Laser treatment can have some effect on dark circles, so I think that's you're best bet.


----------



## berryLOVE (Jun 27, 2010)

I have dull eyelids so when I put on my foundation make sure that I get it on my eyelids then it makes it more clean looking or I apply concealer if I'm not going to be wearing foundation that day.


----------



## gigiopolis (Jun 27, 2010)

I have a much darker eye area as well. Nothing has been able to fix them, and I'm completely convinced it's something that I'm born with and won't be able to get rid of. I look TERRIBLE in flash photos without makeup on - deathly and sick. The good news is that it's not so bad in person, I guess? 

As for makeup products, I love Urban Decay Primer Potion in Eden - it's my e/s base as well as my eyelid concealer. Can't leave the house without it!


----------



## LittleMaryJane (Jun 27, 2010)

Mine are dark and I use Benefit's Erase Paste... Brightens my eyes up, goes on wonderfully.


----------



## caramel_geek (Jul 6, 2010)

I have darker lids as well. I'm convinced that there is nothing I can do to make it disappear, as I'm born with it.

I'm a NC20, and my lid is like probably 1 or 2 shades darker than my face, and with slightly grey tone to it. I use Smashbox Photo Finish Lid primer (the original one, not the shimmery one), and it evens out my lids perfectly. I don't even need eyeshadow. I just use Too Faced Shadow Insurance first, then Smashbox Photo Finish Lid Primer on top and set it with MUFE HD powder. 
	

	
	
		
		

		
		
	


	




HTHs!


----------



## kimmae17 (Jul 7, 2010)

my eyelids are darker now from using Lilash.   what i do is I use Mac Soft Ochre paint pot on my eyelids every day whether or not i wear eyeshadwo because its a yellowbased color thats lighter then my eyelids, so its works like a concealer but lasts longer


----------



## Monsy (Aug 16, 2010)

use benefit stay dont stray it works magic for dark eyelids. i wear it just by itself and makes my whole eye area lighter, brighter


----------



## martiangurll (Aug 16, 2010)

2nd the UDPP in Eden.  Nothing has made mine less dark but this covers well and makes the e/s last and makes it more vibrant.  I use it even with neutrals to make a nice blank canvas and cover up the dark stuff.


----------



## minnie_moo (Aug 16, 2010)

I have terrible eyelids, in photos without makeup I either look like I've been punched or I'm seriously ill 
	

	
	
		
		

		
		
	


	




 Even if I don't wear foundation, I always use MAC's Select Moisturecover around my eyes. Painterly is fab for when I don't want to wear any eyeshadow


----------



## thiscarmen (Aug 17, 2010)

Yup, bad news is that nothing can really be done to substantially decrease the darkness, especially if it is something that is inherited.

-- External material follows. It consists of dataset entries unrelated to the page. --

PR #146, opened 2022-10-11
Sometimes the firewall can take more than 10 minutes to delete

mjlshen:
While running this integration test in all regions for [OSD-13240](https://issues.redhat.com//browse/OSD-13240) to validate the custom AMI, sometimes the firewall took more than 10 minutes to delete, so bumping to 20 minutes.


boranx (commented):
/lgtm
/approve

thanks for the fix!

PR #155, opened 2022-11-09
OSD-13207 adding grafana dashboard for osd-network-verifier

luis-falcon:
Feature

Following conversations with app-sre team it was suggested to create this file in order to set here the dashboards for the osd-network-verifier.  Thread https://coreos.slack.com/archives/CCRND57FW/p1667831061874529

Related issue OSD=13207

The PR contains a generated configmap that holds the promQL code for dashboards and queries that are run to create the dashboard in

### DIFF
--- a/dashboards/grafana-dashboard-network-verifier.configmap.yaml
+++ b/dashboards/grafana-dashboard-network-verifier.configmap.yaml
@@ -1,0 +1,653 @@
+apiVersion: v1
+data:
+  verifier-dashboard.json: |-
+    {
+      "annotations": {
+        "list": [
+          {
+            "builtIn": 1,
+            "datasource": {
+              "type": "datasource",
+              "uid": "grafana"
+            },
+            "enable": true,
+            "hide": true,
+            "iconColor": "rgba(0, 211, 255, 1)",
+            "name": "Annotations & Alerts",
+            "target": {
+              "limit": 100,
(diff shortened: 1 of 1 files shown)


dashboards/grafana-dashboard-network-verifier.configmap.yaml
```diff
@@ -0,0 +1,653 @@
...
+          "spaceLength": 10,
+          "stack": false,
+          "steppedLine": false,
+          "targets": [
+            {
+              "datasource": {
+                "type": "prometheus",
+                "uid": "gH4yqWBnz"
+              },
+              "expr": "(sum(network_verifier_failures{}) / sum(network_verifier_runs)) * 100",
```
boranx, line 147: just for knowledge: how are those metrics being populated?
are those from ocm backend? if so why do we integrate it into verifier's repo instead of the consumer service repo?

luis-falcon: those we built with the grafana playground. following the documentation for app-interface here : https://gitlab.cee.redhat.com/service/app-interface#add-a-grafana-dashboard 

Also the reason why we add it here is on the recommendation of the app-sre team the conversation is on the slack thread I put on the  description.

boranx (commented):
/lgtm
/approve

PR #156, opened 2022-11-10
chore: remove unnecessary parts from verifier, update docs

boranx:

This is a clean-up that removes unimplemented parts from the verifier.
Currently, looking at the codebase, some functions are left from the times when onv was just a poc, so I'd like to propose removing those. Those can be re-added when fully implemented
Also, it updates the doc to reflect verifier latest shape

integration tests were passed on local

## Checklist

- [x] I have made corresponding changes to the documentation

## Reviewer's Checklist


mjlshen (approved):
/lgtm

Thanks for this cleanup!

PR #157, opened 2022-11-17
Enhancement: This closes OSD-12772. Added flag to pass vpc-name for the gcp workflow

luis-falcon:
- Enhancement/Feature

This closes OSD-12772. Added flag to pass vpc-name for the gcp workflow

I added a flag to the egress command to pass the optional "vpc-name" flag explaining this will be part of the GCP workflow (checked only when the --gcp=true flag is set). In addition I left the other option of also having the env var GCP-VPC-NAME flag set so it can be one or the other.

### DIFF
--- a/cmd/egress/cmd.go
+++ b/cmd/egress/cmd.go
@@ -41,6 +41,7 @@ type egressConfig struct {
 	noTls           bool
 	gcp             bool
 	awsProfile      string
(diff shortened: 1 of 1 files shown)


mjlshen (approved):
/lgtm

rafael-azevedo (approved):
/lgtm

PR #159, opened 2022-11-21
fix: pass https proxy if provided even when there's no ca

boranx:
Fix: https://issues.redhat.com/browse/OSD-13937

Enables the `https` if the `https proxy` is passed as transparent proxy (when there's no ca)

Testing: it can be tested against the cluster in the ticket
```shell
./osd-network-verifier egress --subnet-id subnet-xx --security-group-id sg-xxx --http-proxy "http://lookup-from-cluster:3128" --https-proxy "http://lookup-from-cluster:3128" --region eu-west-2
```


mjlshen (approved):
/lgtm

PR #160, opened 2022-11-23
fix: mark the execution as succeed if validator returns success

boranx:
This PR is remediation until https://issues.redhat.com/browse/OSD-12345 takes place

Currently, failure detection logic doesn't care whether the validator returned success or not
This fixes that to be checked in the beginning, else the failures will be searched and tried to be shown

Example execution where the docker is not installed properly (but embedded in the ami so validator still run)

```shell
./osd-network-verifier egress --subnet-id  subnet-005956b6508de4e84 --security-group-id sg-0891d931c405ac97b --region eu-west-1
Using region: eu-west-1
Created instance with ID: i-04385a55ff3494b85
Summary:
All tests pass!
Success
```


pkg/verifier/aws/aws_verifier.go
```diff
@@ -247,6 +248,12 @@ func (a *AwsVerifier) findUnreachableEndpoints(ctx context.Context, instanceID s
 				return false, nil
 			}
 
+			// Check if the result is success
```
mjlshen, line 251: This makes good sense, but do we still want to return `return true, nil` on line 285 with this new addition?

My understanding is:
- If `Success!`, then no error
- If it matches some other error, print accordingly
- If it gets to the end here - should we return an error now that all successes should be caught in the first branch? Previously if it got the end that meant that there was no error, therefore success.

mjlshen (approved):
/hold
/lgtm

I consider my comment a nit. If you feel like my suggested change isn't necessary feel free to remove my hold - I think this definitely addresses the intent of the improvement.

pkg/verifier/aws/aws_verifier.go
boranx: +1 if there's no `success` or `Unable to reach` either, it should return a generic err

boranx: hey @mjlshen I've covered this step w/ unit tests. On the line 278 we still want to `return true, nil` in order to halt the loop because we have `userdata end` but at line 285, I've changed the message to reflect an error because there's no occurrence in any of the regex patterns

boranx: hey @mjlshen I've added some unit tests to cover some scenarios,
by `return true, nil`, do you mean on line 278 or 285? (because on 285 I see we return false, nil probably to wait for consoleOutput.Output to be populated) I think due to poller function design, it returns at the end true and no err bc we don't know what we have in the output object (regex match)

boranx: on 278, I think it's necessary to use `return true, nil` to halt the loop as we have userdata end & regex matches stored in the output

mjlshen: Yeah, sorry you're right - line 278 is the right `return true, nil` I was wondering about.

I was wondering what you thought about something like `return true, errors.New("userdata script completed, but did not succeed due to an unknown error")` because at that point it would have seen userdata end, but not seen a "Success!", and also none of the existing regex checks for errors.

boranx: hmm I'm a bit confused, wouldn't there be also cases in which we hit the following?
```go
a.Output.SetEgressFailures(reUnreachableErrors.FindAllString(string(scriptOutput), -1))
```

I mean there could be just egress failures that were caught so on the next line we'd want a `return true, nil` ?

mjlshen: Yeah, that makes sense - thanks for explaining that!

mjlshen (approved):
/lgtm
/unhold

PR #161, opened 2022-12-01
Add additional helper function for setting up AwsVerifier

mjlshen:
For [OSD-14143](https://issues.redhat.com//browse/OSD-14143):

Adding a new helper function so consumers can just pass in their own AWS client/logger and not depend on network-verifier's opinionated workflow for assembling them. This will be useful in cases like osdctl and other consumers

### DIFF
--- a/pkg/verifier/aws/aws_verifier.go
+++ b/pkg/verifier/aws/aws_verifier.go
@@ -61,8 +61,23 @@ type AwsVerifier struct {
 	Output    output.Output
 }
 
+// GetAMIForRegion returns the default AMI given a region.
+// This is unused within this codebase, but exported so that consumers can access the values of defaultAmi
 func GetAMIForRegion(region string) string {
 	return defaultAmi[region]
+}
+
+// NewAwsVerifierFromConfig assembles an AwsVerifier given an aws-sdk-go-v2 config and an ocm logger
+func NewAwsVerifierFromConfig(cfg awsTools.Config, logger ocmlog.Logger) (*AwsVerifier, error) {
+	awsClient, err := aws.NewClientFromConfig(cfg)
+	if err != nil {
+		return nil, err
+	}
+
+	return &AwsVerifier{
+		AwsClient: awsClient,
+		Logger:    logger,
+	}, nil
 }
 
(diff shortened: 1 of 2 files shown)


mjlshen:
This doesn't seem sufficient because it expects a network-verifier specific `*aws.Client`, this isn't aws-sdk-go's

fahlmant:
/hold
This needs further discussion

pkg/verifier/aws/aws_verifier.go
```diff
@@ -61,8 +61,17 @@ type AwsVerifier struct {
 	Output    output.Output
 }
 
-func GetAMIForRegion(region string) string {
```
fahlmant, line 64: Note from call today: OCM is using this and can't be removed.

mjlshen: Added back, with a comment explaining its purpose so it won't get deleted in the future

abyrne55 (changes requested):
Created a [test script](https://gist.github.com/abyrne55/8ef6d5f968e574557a2f8e17911c35c9) for this, and functionally it worked as expected. Nice work!

My only concern is regarding naming: `NewClientFromConfig()` makes sense, as it's creating an AWS client from an AWS config. `NewAwsVerifierFromClient()`, OTOH, leads me to assume that this function takes an AWS client (i.e., the output of `NewClientFromConfig()`) in order to return an AwsVerifier object. `Client` having two different meanings here (as `NewAwsVerifierFromClient()` takes in an AWS config object, _not_ an AWS client) is pretty confusing, so I suggest renaming this function to `NewAwsVerifierFromConfig`.

mjlshen:
Yeah, great point about the naming of the functions - I've renamed it!

boranx (commented):
/lgtm

thanks for the ability, is this still on hold? what was the outcome of the sync meeting?

boranx:
/lgtm

the bot didn't catch this as I previously made a mistake, so one more :)

mjlshen:
Roughly the outcome of the sync was that the use-case makes sense/doesn't interfere with the integration with OCM, but that it may be refactored away in the future. cc @rafael-azevedo

abyrne55 (approved):

rafael-azevedo (approved):

PR #164, opened 2023-01-09
cleanup: remove unnecessary flag initialization

boranx:
Type: Clean-up

This removes flag initialization that's performed during startup, as it's being checked by cobra already

Testing:
Check the output (against the previous version), you shouldn't be seeing any diff


mjlshen (approved):
/lgtm

PR #169, opened 2023-03-07
Move the tag creation to happen at instance creation time.

fahlmant:
This moves the step of creating tags into the same step that creates the EC2 instance and EBS volumes. This is required for the move to tag-based permission enforcement. Without this, instance will not be able to be created since the tags are required at creation time.


jharrington22 (approved):
/lgtm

But many primers, such as Benefit's Stay Don't Stray or Smashbox's Photo Finish Lid Primer all have a concealer-like colour to them that helps to cover up the darkness.

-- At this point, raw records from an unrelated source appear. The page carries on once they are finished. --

Issue #156, opened 2017-03-17
Move checkstyle from maven goal to gradle


KeenWarrior:
Use [gradle plugin](https://docs.gradle.org/current/userguide/checkstyle_plugin.html) to shift checkstyle to gradle

[checkstyle.xml](https://raw.githubusercontent.com/hawkular/hawkular-build-tools/master/build-tools/src/main/resources/hawkular-checkstyle/checkstyle.xml)

[Checkstyle settings](https://github.com/hawkular/hawkular-parent-pom/blob/master/pom.xml#L99-L139)

pg301:
@garg-anuj can I try

KeenWarrior:
@pg301 Sure

shubhamvashisht:
i would like to  work.

KeenWarrior:
@shubhamvashisht One work at a time ;) I will get something else for you when you finish this one

KeenWarrior:
@shubhamvashisht I mean your present one :smile:

shubhamvashisht:
@garg-anuj  Alright sir

sauravvishal8797:
@garg-anuj I would also like to work on it.

janakamarasena:
@garg-anuj I would also like to work on this.

danielpassos:
@sauravvishal8797 @janakamarasena Sorry, @pg301 Is already on it. I just assigneed that to her to avoid confusion

KeenWarrior:
Closed with #159

PR #159, opened 2017-03-17
Move checkstyle from maven goal to gradle #156

pg301:
Move checkstyle from maven goal to gradle #156


pg301:
WIP

mobile/build.gradle
```diff
@@ -122,6 +123,17 @@ def readProguardFiles() {
     return proguardFiles
 }
 
+tasks.withType(Checkstyle) {
+    configFile = rootProject.file('config/checkstyle/checkstyle.xml')
```
KeenWarrior: It will be better to have `checkstyle.xml` under `misc/`

mobile/build.gradle
```diff
@@ -122,6 +123,17 @@ def readProguardFiles() {
...
+
+    source 'src'
+    include '**/*.java'
```
KeenWarrior: also include `**/*.json`, `**/*.xml`

mobile/build.gradle
pg301: @garg-anuj Gradle guidelines say that checkstyle.xml should be in a folder called config. I can transfer the file if you want.

KeenWarrior: @pg301 When it is at `config/checkstyle/checkstyle.xml` then it is not needed to be specified. That is the magic of convention. But creating multiple folders for such minimal things will also be wrong way. So please move them to `misc/` :wink:

pg301:
@garg-anuj @danielpassos Some more changes required?

KeenWarrior:
@pg301 I will test and let you know

KeenWarrior (approved):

You could also try an orange or yellow colour-corrector in order to correct the blue or purpleness of the area as well!
thesublimeagent on youtube recently put up a video raving about the orange Giorgio Armani colour corrector for the under eye area.
YouTube - World's Best Color Corrector -- Giorgio Armani Master Correctors

Hope this helps!


----------



## jrjrr (Aug 17, 2010)

Second the erase paste or try benefits lemon aide.


----------



## Rioselva (Aug 17, 2010)

My eyelids actually have an orange tinge to them. Almost like I have Arena permanently tattooed on my lids. I'm nw20 by the way. I like Laure Mercier eye basics in wheat. I love the color of painterly paint pot, but it is too dry for me.


----------



## rrx2wm (Aug 18, 2010)

I'm about an NC30 at the moment and I use Soft Ochre paint pot and it lightens and evens out the colour of my eyelids very well.


----------



## Mabelle (Aug 19, 2010)

oe henriksen's vitamin c truth eye serum


----------